__PROBLEM TO SOLVE__
Both the line containing "### Real-world impact" and the line containing "The severity is" belong to the span. Output exactly that span from the listing below, and nothing outside it.

__DATA FOR THIS TASK__
Issue #129, opened 2013-07-25
Add support for Atom feeds


nickdaugherty:
Currently, Co Authors Plus includes a hook for adding coauthors to RSS feeds as `<dc:creator />` elements.

Let's add support for ATOM entries in the same way, using `<atom:author>` or `<atom:contributor>`.

AJB99:
What is the hook for adding coauthors to RSS feeds?

I've tried the following, but it doesn't work:
https://wordpress.org/support/topic/coauthor-in-rss-feed-fix/

PR #1352, opened 2026-08-13
fix: apply co-author bylines to feeds without requiring coauthors_auto_apply_template_tags

### LINKED ISSUE #736: How to display co-authors within RSS feed <dc:creator> tags?
Currently all the <dc:creator> tags in my RSS feed are the WP User that originally created the post, and not the co-author assigned as the author for display.

How do I get the co-author to display within the <dc:creator> tags of my RSS feed?

I've already attempted the following, but it doesn't work:
```
function db_coauthors_in_rss( $the_author ) {

    if ( !is_feed() || !function_exists( 'coauthors') ){
        return $the_author;
    }
    else{
        return coauthors( null, null, null, null, false );
    }

}
add_filter( 'the_author', 'db_coauthors_in_rss');
```

chris920:
## Description

Fixes #736.

Co-Authors Plus ships working RSS feed support that never runs on a default install. This PR
registers the feed filters independently of the theme template-tag opt-in, so `<dc:creator>`
reflects the assigned co-author out of the box.

### The problem

`CoAuthors_Template_Filters::register_hooks()` bundles four hooks:

```php
add_filter( 'the_author', array( $this, 'filter_the_author' ) );
add_filter( 'the_author_posts_link', array( $this, 'filter_the_author_posts_link' ) );

// Add support for Guest Authors in RSS feeds.
add_filter( 'the_author', array( $this, 'filter_the_author_rss' ), 15 );
add_action( 'rss2_item', array( $this, 'action_add_rss_guest_authors' ) );
```

`CoAuthors_Plus::action_init()` only calls that method when `coauthors_auto_apply_template_tags`
returns true, and it defaults to false. So on a default install `wp-includes/feed-rss2.php` calls
`the_author()`, no CAP filter is attached, and the value resolves from `post_author`.

Result: every feed item is credited to whichever WordPress user hit publish, not to the assigned
co-author. For a guest author with no `wp_users` row, there is nothing correct to fall back to.

The front end stays correct throughout, because the documented integration path is for themes to
call `coauthors()` directly. Nothing surfaces the discrepancy, so sites can run this way for years
without noticing.

### Why this is a bug rather than a configuration choice

The two hook groups are different concerns behind one switch.

`the_author` and `the_author_posts_link` in theme templates are legitimately opt-in. CAP cannot know
whether a theme already calls `coauthors()`, and filtering unconditionally risks unexpected output.
Default false is correct there.

Feed output is not a theming concern. `feed-rss2.php` is core-generated and no theme controls it.
There is no coherent configuration that wants CAP bylines on the page and `post_author` in the feed.

CAP already treats one feed surface as non-optional. `CoAuthors_Plus::fix_author_page()` pins the
global `$authordata` to the guest author, guarded only by `is_author()`, with no template-tag opt-in.
So on a default install:

| Feed | Byline on a default install |
|---|---|
| `/author/{guest-author}/feed/` | correct co-author |
| `/feed/` | publishing WordPress user |
| `/category/{slug}/feed/` | publishing WordPress user |

Author feeds work because of a global that happens to persist through the loop. Everything else does
not. That inconsistency reads as an oversight rather than a design decision.

This is directly observable in the test suite added here: with the new registration disabled, the
author-archive-feed test still passes while the site-feed tests fail.

### Real-world impact

Found on a trade publishing site running four titles on one install. Of the last 300 published posts,
105 had a feed byline that did not match the assigned co-author.

The severity is not evenly distributed. Editorial staff publish on behalf of freelancers and
contributors, so the wrong name is almost always a staff name. On that site every sponsored post was
syndicating under the Creative Director's byline, and contributed pieces from three outside
organizations were going out under the managing editor's name. That is an attribution problem with
more weight than a cosmetic one, and it was invisible because the article pages were correct.

### Changes

**1. New `CoAuthors_Feed_Filters` class** (`php/class-coauthors-feed-filters.php`)

`filter_the_author_rss()` and `action_add_rss_guest_authors()` move here, following the existing
composition-root pattern of a side-effect-free constructor with a separate `register_hooks()`. They
are removed from `CoAuthors_Template_Filters` so sites already opted into
`coauthors_auto_apply_template_tags` do not double-register and emit duplicate `dc:creator` elements.

The `require_once` sits alongside its sibling `class-coauthors-template-filters.php` at the top of the
plugin file rather than lazily inside `action_init()` the way `class-coauthors-guest-authors.php` does.
Guest authors are a large optional subsystem behind a stored setting; this is one small class split out
of a file that is already eagerly required, and eager loading keeps it available regardless of the
opt-out filter. Happy to move it if you would rather it be lazy.

**2. Registered independently, with an opt-out**

```php
if ( apply_filters( 'coauthors_filter_feed_authors', true ) ) {
    global $coauthors_plus_feed_filters;
    $coauthors_plus_feed_filters = new CoAuthors_Feed_Filters();
    $coauthors_plus_feed_filters->register_hooks();
}
```

Defaults on. The instance is held in a global mirroring the existing
`$coauthors_plus_template_filters`, so individual hooks can be unhooked by site code and tests.

Any site depending on current behavior restores it with:

```php
add_filter( 'coauthors_filter_feed_authors', '__return_false' );
```

**3. Fixed double-encoding inside CDATA**

`action_add_rss_guest_authors()` ran `esc_html()` on a value placed inside a CDATA section. Everything
between `<![CDATA[` and `]]>` is literal, so a display name like `Smith & Jones` was emitted as
`Smith &amp; Jones` and rendered with the entity text visible. Core's `feed-rss2.php` does not escape
inside CDATA. Now only the CDATA terminator is guarded. Indentation also switched from six spaces to
tabs to match the surrounding core template output.

**4. Restored core's entity normalization**

Core registers `add_filter( 'the_author', 'ent2ncr', 8 )`. `filter_the_author_rss` runs at 15 and
replaces the string wholesale, so the replacement never passed through it. Invisible in RSS2 where the
value sits in CDATA, but `feed-atom.php` renders `the_author()` inside a bare `<name>` element. The
return value now passes through `ent2ncr()`.

Alternative worth a maintainer opinion: registering at priority 5 and letting core's filter run after
would achieve the same thing more idiomatically, at the cost of changing hook ordering and possibly
surprising anyone hooked between 5 and 15. Happy to switch if preferred.

Scope note: this restores parity with core's handling. It does not fix raw `&` or `<` in the Atom
`<name>` element, which is a pre-existing core issue affecting non-CAP sites identically.

**5. Minor robustness**

Consistent array casting between the two methods, and co-authors with an empty `display_name` are
skipped rather than emitting an empty element.

### Backward compatibility

This changes published output. Sites that had not opted in will see feed bylines change on upgrade,
retroactively across every item currently in their feed window. That is the fix working as intended,
but it is visible, so it belongs in release notes rather than buried. The changelog entry states it
plainly and gives the opt-out.

No change to front-end output. The filter is gated on `is_feed()`, and template-tag filtering remains
behind `coauthors_auto_apply_template_tags` exactly as before.

### Related

- Closes the practical gap left by #92, which added this code in 2012 but only behind a manual opt-in
- Fixes #736, which was answered as a configuration question rather than as the bug underneath it
- Does **not** address #129 (Atom feeds). `rss2_item` does not fire on Atom, so additional co-authors
  still will not appear there. That is a feature rather than a bug fix, and deliberately left out of
  this PR. Happy to open a follow-up adding an `atom_entry` handler if this direction is acceptable.

### Open questions for maintainers

1. `coauthors_filter_feed_authors` as the filter name, or something closer to existing conventions?
2. `ent2ncr()` in the filter body, or move registration to priority 5?
3. Is a separate class the right shape, or would you rather keep one class with two registration
   methods?
4. Eager `require_once` at the top of the plugin file, or lazy inside `action_init()`?

## Deploy Notes

No new dependencies.

One behavior change to call out in the release notes: feed bylines change on upgrade for any site that
had not set `coauthors_auto_apply_template_tags` to true. The opt-out is a single filter, documented in
the changelog entry under a new `## [Unreleased]` heading.

## Steps to Test

Automated:

```sh
composer lint
composer test:integration
composer test:integration-ms
composer test:unit
composer cs -- tests/
```

Seven new integration tests in `tests/Integration/Feeds/FeedFiltersTest.php`:

- Guest author appears in `dc:creator` with no opt-in filter set (the regression test)
- Multiple co-authors emit one `dc:creator` each, in byline order
- `coauthors_filter_feed_authors` returning false restores core behavior
- The hooks are registered by default (the inverse of the above, exercised through `action_init()`)
- `the_author` outside a feed is unchanged when `coauthors_auto_apply_template_tags` is false
- A display name containing `&` appears once, unescaped, inside CDATA
- Author archive feeds still resolve correctly alongside `fix_author_page()`

Manual, in `wp-env`:

1. Confirm no `coauthors_auto_apply_template_tags` filter is set anywhere.
2. Assign a guest author to a post published by a different WordPress user.
3. Load `/?feed=rss2`. `dc:creator` shows the guest author, not the publishing user.
4. Load the post on the front end. The byline is unchanged.
5. Add `add_filter( 'coauthors_filter_feed_authors', '__return_false' );` in an mu-plugin and reload
   `/?feed=rss2`. The byline reverts to the publishing user.
6. Remove the mu-plugin and reload. The byline returns to the guest author.


GaryJones:
Thanks for this — it's a well-argued PR. The framing is the strongest part: separating theme-controlled template tags (legitimately opt-in) from core-generated feed markup (no theme controls it, so no coherent reason to gate it) is the right distinction, and the `fix_author_page()` precedent is a good supporting point. The class split follows the composition-root pattern, the CHANGELOG and AGENTS.md are updated properly, and the CDATA double-encoding and `ent2ncr` fixes are both correct and clearly justified.

## CI

Six of seven checks are green, including both integration matrices that run the seven new `FeedFiltersTest` cases, plus Behat, Playwright, and the unit jobs.

The one red check — **Basic CS and QA** — is unrelated to this PR. It fails on `tests/Integration/GuestAuthors/CreateGuestAuthorTest.php` (lines 108/140) for `WordPressVIPMinimum.Performance.NoPaging`, a file this PR doesn't touch. That drift was already fixed on `develop` in `3ddbebd`. This branch forked from `ce0e498` and is ~37 commits behind, so it predates the fix. **A rebase on `develop` clears it** with no code change, and gets you tested against current develop.

## Findings (all minor, none blocking)

1. **Empty first-author name isn't handled symmetrically.** `action_add_rss_guest_authors()` skips co-authors with an empty `display_name`, but `filter_the_author_rss()` doesn't: if `$coauthors[0]->display_name` is `''`, it returns `ent2ncr('')` and emits an empty `<dc:creator>` rather than falling back to `$the_author`. The "empty names are skipped" robustness note only holds for the additional authors. An edge case, but the two methods reading differently invites confusion — consider `! empty( $coauthors[0]->display_name )` in the guard.

2. **The `ent2ncr` asymmetry is defensible but worth a comment.** The first author passes through `ent2ncr()`; the extras don't. Your reasoning is sound (extras only ever appear in RSS2 CDATA, and `ent2ncr` exists for Atom's bare `<name>`, which extras never reach), so it's not a bug — but a reader diffing the two methods will notice. A one-line note on the extras loop would pre-empt the question.

3. **The gate test re-runs all of `action_init()`.** `reregister_feed_filters()` re-registers every hook that method wires, not just the feed filters. It's safe because `WP_UnitTestCase` backs up and restores `$wp_filter` per test, so there's no leakage — but it's a broad hammer for a narrow assertion. Extracting feed-filter registration into its own method the test could call directly would be cleaner. Optional.

## On your open questions

1. `coauthors_filter_feed_authors` is consistent enough with the existing `coauthors_*` naming.
2. Keep `ent2ncr` in the body. Moving to priority 5 would silently reorder anything hooked between 5 and 15, which isn't worth it.
3. A separate class is the right shape.
4. Eager `require_once` is fine given how small the class is and that its sibling is already eagerly required.

Approve-worthy after a rebase to clear the unrelated CS failure. The three findings above are polish rather than blockers.

chris920:
Thanks for the thorough read, Gary — and for answering all four open questions. That settles the design, so I've left the filter name, the `ent2ncr()` placement, the separate class, and the eager `require_once` exactly as they were.

Rebased onto `develop`. The branch is now a clean fast-forward, and the `WordPressVIPMinimum.Performance.NoPaging` drift in `CreateGuestAuthorTest.php` is gone with it, as you predicted — no code change needed.

## The three findings

**1. Empty first-author name** — fixed. The guard is now `! empty( $coauthors[0]->display_name )`, which also makes the redundant `count( $coauthors ) >= 1` unnecessary. You were right that the two methods reading differently was the real problem, so the docblock now states the shared rule: an empty name falls back rather than emitting an empty element, in both methods.

Added a test for it. It injects two nameless co-authors through the `get_coauthors` filter and asserts the feed still credits the publishing user rather than emitting `<dc:creator><![CDATA[]]></dc:creator>`. I checked it fails against the previous guard before keeping it:

```
- Expected: array( 'Publishing Editor' )
+ Actual:   array( '' )
```

**2. `ent2ncr` asymmetry** — documented. A four-line note on `action_add_rss_guest_authors()` explains that the normalization exists for the bare `<name>` element in `feed-atom.php`, and that `rss2_item` never fires on Atom, so the extras only ever reach RSS2 CDATA. Exactly the question you predicted a reader would have when diffing the two.

**3. The gate test's broad hammer** — fixed properly rather than worked around. Registration moved into `CoAuthors_Plus::maybe_register_feed_filters()`, and `reregister_feed_filters()` calls that instead of `action_init()`. The test now re-runs only the registration it asserts on.

## Test results

Run locally against the rebased branch:

| Suite | Result |
|---|---|
| `composer lint` | 139 files, no syntax errors |
| `composer cs -- tests/` | Pass |
| `composer test:unit` | 122 tests, 274 assertions |
| `composer test:integration` | 377 tests, 1172 assertions |
| `composer test:integration-ms` | 379 tests, 1183 assertions |
| `composer behat` | 185 scenarios, 2051 steps |
| `npm run test:unit` | 85 tests |
| `npm run lint:js` / `lint:css` / `build` | Pass |

`FeedFiltersTest` is now eight cases with the new one added.

Worth noting: the force-push reset the workflow approval, so all five checks are sitting at `action_required` until someone with write access approves the run.

## One unrelated thing I ran into

Getting Behat running locally surfaced a pre-existing bug on `develop`, in the `docker exec` fast path you have in `tests/Behat/FeatureContext.php`. `get_cli_container()` matches bind-mount sources with:

```php
docker inspect %s --format "{{range .Mounts}}{{.Source}}\n{{end}}"
```

In a single-quoted PHP string that `\n` stays a literal backslash-n, and Docker does not interpret escape sequences in `--format`. Verified:

```
$ docker inspect <container> --format '{{range .Mounts}}{{.Source}}\n{{end}}' | od -c
0000000  / h o s t _ m n t / U s e r s /
0000020  c h r i s l i u / p r o j e c t
0000040  s / c o - a u t h o r s - p l u
0000060  s  \  n  / U s e r s / c h r i s l
```

Every mount source comes back on one line, so `$source === $repo_root` never matches, `get_cli_container()` returns `''`, and every call takes the `parent::run_wp_cli_command()` fallback to `wp-env run` — the ~1.07s-per-invocation cost the override was written to avoid. The suite still passes, it just pays the full price. A `{{println .Source}}` or `{{.Source}}{{"\n"}}` would fix it.

Untouched here since it's outside this PR's scope. Happy to open a separate one if useful.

__YOUR SOLUTION__
### Real-world impact

Found on a trade publishing site running four titles on one install. Of the last 300 published posts,
105 had a feed byline that did not match the assigned co-author.

The severity is not evenly distributed. Editorial staff publish on behalf of freelancers and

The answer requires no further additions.